───── Task input

PR #2614, opened 2020-08-31
Make HMM examples compatible with contrib.funsor through pyroapi

eb8680:
Addresses #2580. ~~Blocked by #2611. Blocked by #2667~~

Current status:

The HMM examples work pretty well with and without the JIT, which as expected provides a substantial speedup for the funsor backend by compiling away all pattern-matching in Funsor - in fact, the runtimes after JIT compilation of the two backends are basically the same.  I've also gone through training most of the models and verified that they produce essentially the same results.  There are a lot of JIT warnings that refuse to be suppressed for some reason, though, and that seem to be increasing the memory usage of the JIT traces under the funsor backend.

The CJS example doesn't quite work, and needs some fixes in Funsor (adding a `Uniform` distribution, addressing casting issues with `Bernoulli`).  I've removed it from this PR for now.


examples/hmm.py
```diff
@@ -661,5 +672,15 @@ def main(args):
...
-    main(args)
+
+    if args.funsor:
+        import funsor
+        funsor.set_backend("torch")
+        PYRO_BACKEND = "contrib.funsor"
+    else:
+        PYRO_BACKEND = "pyro"
+
+    with ignore_jit_warnings(), pyro_backend(PYRO_BACKEND):
```
fritzo, line 685: How about keeping jit warnings in the Pyro version:
```py
if args.funsor:
    import funsor
    funsor.set_backend("torch")
    with ignore_jit_warnings(), pyro_backend("contrib.funsor"):
        main(args)
else:
    main(args)
```

examples/hmm.py
```diff
@@ -627,14 +638,14 @@ def main(args):
...
-    test_loss = elbo.loss(model, guide, sequences, lengths, args=args, include_prior=False)
+    test_loss = elbo.loss(model, guide, sequences, lengths, batch_size=sequences.shape[0], include_prior=False)
     logging.info('test loss = {}'.format(test_loss / num_observations))
 
     # We expect models with higher capacity to perform better,
     # but eventually overfit to the training set.
     capacity = sum(value.reshape(-1).size(0)
                    for value in pyro.get_param_store().values())
-    logging.info('{} capacity = {} parameters'.format(model.__name__, capacity))
+    logging.info('{} capacity = {} parameters'.format(model_name, capacity))
```
fritzo, line 648: nit: maybe change to `'model{} capacity ...'.format(args.model)` to avoid need to save `model_name` above?

examples/hmm.py
```diff
@@ -569,50 +574,56 @@ def main(args):
...
+        loss = svi.step(sequences, lengths, batch_size=args.batch_size)
         logging.info('{: >5d}\t{}'.format(step, loss / num_observations))
 
     if args.jit and args.time_compilation:
         logging.debug('time to compile: {} s.'.format(elbo._differentiable_loss.compile_time))
 
     # We evaluate on the entire training dataset,
     # excluding the prior term so our results are comparable across models.
-    train_loss = elbo.loss(model, guide, sequences, lengths, args, include_prior=False)
+    train_loss = elbo.loss(model, guide, sequences, lengths, batch_size=sequences.shape[0], include_prior=False)
```
fritzo, line 626: Why do default args no longer work?

examples/hmm.py
```diff
@@ -569,50 +574,56 @@ def main(args):
...
-            poutine.replay(poutine.enum(model, first_available_dim), guide_trace)).get_trace(
+        model_trace = handlers.trace(
+            handlers.replay(handlers.enum(model, first_available_dim), guide_trace)).get_trace(
             sequences, lengths, args=args, batch_size=args.batch_size)
         logging.info(model_trace.format_shapes())
 
+    # Appease the PyTorch JIT
+    model_name = model.__name__
+    model = functools.partial(model, args=args)
+    guide = functools.partial(guide, args=args)
```
fritzo, line 594: nit: more instruction less vent?
```py
# Bind non-PyTorch parameters to make these functions jittable.
model = functools.partial(model, args=args)
guide = functools.partial(guide, args=args)
```

tests/test_examples.py
```diff
@@ -270,3 +289,13 @@ def test_horovod(np, example):
     filename, args = example[0], example[1:]
     filename = os.path.join(EXAMPLES_DIR, filename)
     check_call(horovodrun.split() + [sys.executable, filename] + args)
+
+
+@requires_funsor
+@pytest.mark.parametrize('example', FUNSOR_EXAMPLES)
```
fritzo, line 295: Will we want to mark this as stage=funsor rather than stage=examples?

tests/common.py
```diff
@@ -78,6 +78,13 @@ def TemporaryDirectory():
 requires_horovod = pytest.mark.skipif(horovod is None,
                                       reason="horovod is not available")
 
+try:
+    import funsor
+except ImportError:
+    funsor = None
+requires_funsor = pytest.mark.skipif(funsor is None,
```
fritzo, line 85: nice!

fritzo (commented):
Hmm what are your thoughts on balancing education with generality? In particular, this is a basic tutorial in how to do enumeration in Pyro, so it seems like we should use standard idioms. Should we `from pyroapi import handlers as poutine`? Should Pyro rename `poutine` to `handlers` (if so we should do so at Pyro 2.0, not 1.5)?

examples/hmm.py
eb8680: I'm not sure where exactly the failure starts but I think there are a bunch of places in Funsor and possibly `contrib.funsor` that convert shapes to tuples and integers and screw up PyTorch JIT shape inference, and this causes a shape error here and further down at `test_loss =` after JIT compilation.

eb8680:
> Hmm what are your thoughts on balancing education with generality?

I can convert this into a new file if you prefer

fritzo:
> > Hmm what are your thoughts on balancing education with generality?

> I can convert this into a new file if you prefer

I think it would be best to either (a) `from pyroapi import handlers as poutine` or (ii) fork this file as `examples/contrib/funsor/hmm.py`.

fritzo (commented):
Thanks for refactoring, the cleanup looks great. I think this will allow us to cleanly fork additional examples into `examples/contrib/funsor` as we progress towards Pyro 2.

tests/test_examples.py
eb8680: I did this manually in `.travis.yml`, since it still makes sense to separate example smoke tests from unit tests

examples/contrib/funsor/hmm.py
```diff
@@ -0,0 +1,657 @@
...
+
+    if args.funsor:
+        import funsor
+        funsor.set_backend("torch")
+        PYRO_BACKEND = "contrib.funsor"
+    else:
+        PYRO_BACKEND = "pyro"
+
+    with pyro_backend(PYRO_BACKEND):
+        main(args)
```
fritzo, line 657: Should we hard-code funsor use here, since non-funsor use is covered by examples/hmm.py? I imagine we'll be editing these side-by-side in the future (e.g. with `vim -d`)

eb8680: It's useful for comparing results across the two backends

setup.py
```diff
@@ -120,7 +120,7 @@
         'horovod': ['horovod[pytorch]>=0.19'],
         'funsor': [
             # TODO update to release branch (currently using a recent commit on master)
-            'funsor[torch] @ git+git://github.com/pyro-ppl/funsor.git@e3eba15e2ad7d9db5dd5622c247e0aaa7e81e7dd',
+            'funsor[torch] @ git+git://github.com/pyro-ppl/funsor.git@778e70a567cabf4a40976bc971ea43a857003c2d',
```
fritzo, line 123: Update to 97c1a439d20b893bf877b959dae3ebdf2a051d94 ?

fritzo (approved):

tests/test_examples.py
```diff
@@ -208,6 +208,27 @@ def xfail_jit(*args):
                  marks=[requires_cuda]),
 ]
 
+FUNSOR_EXAMPLES = [
+    xfail_param('contrib/funsor/hmm.py --num-steps=1 --truncate=10 --model=0 --funsor',
+                reason="unreproducible recursion error on travis?"),
```
eb8680, line 213: I'm not sure what's going on here, this model worked before and now there's a `RecursionError` in the stack trace on Travis that I can't reproduce locally.

tests/test_examples.py
```diff
@@ -208,6 +208,27 @@ def xfail_jit(*args):
                  marks=[requires_cuda]),
 ]
 
+FUNSOR_EXAMPLES = [
```
fritzo, line 211: Why not divvy these into `CPU_EXAMPLES`, `CUDA_EXAMPLES` and `JIT_EXAMPLES`? It looks like you're breaking `test_coverage`

fritzo: Alternatively you could update `test_coverage`

examples/contrib/funsor/hmm.py
```diff
@@ -0,0 +1,657 @@
...
+    parser.add_argument("-b", "--batch-size", default=8, type=int)
+    parser.add_argument("-d", "--hidden-dim", default=16, type=int)
+    parser.add_argument("-nn", "--nn-dim", default=48, type=int)
+    parser.add_argument("-nc", "--nn-channels", default=2, type=int)
+    parser.add_argument("-lr", "--learning-rate", default=0.05, type=float)
+    parser.add_argument("-t", "--truncate", type=int)
+    parser.add_argument("-p", "--print-shapes", action="store_true")
+    parser.add_argument("--seed", default=0, type=int)
+    parser.add_argument('--cuda', action='store_true')
+    parser.add_argument('--jit', action='store_true')
```
fritzo, line 637: I think you'll need to either remove these options or add tests for them?

fritzo (approved):
feel free to merge as soon as tests pass

eb8680:
Ok, should finally be good to go...

fritzo (approved):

──────────

= Exercise brief =
Up to and including the line with "The HMM examples", transcribe the entries above exactly, starting from their first line.

= Expected answer =
PR #2614, opened 2020-08-31
Make HMM examples compatible with contrib.funsor through pyroapi

eb8680:
Addresses #2580. ~~Blocked by #2611. Blocked by #2667~~

Current status:

The HMM examples work pretty well with and without the JIT, which as expected provides a substantial speedup for the funsor backend by compiling away all pattern-matching in Funsor - in fact, the runtimes after JIT compilation of the two backends are basically the same.  I've also gone through training most of the models and verified that they produce essentially the same results.  There are a lot of JIT warnings that refuse to be suppressed for some reason, though, and that seem to be increasing the memory usage of the JIT traces under the funsor backend.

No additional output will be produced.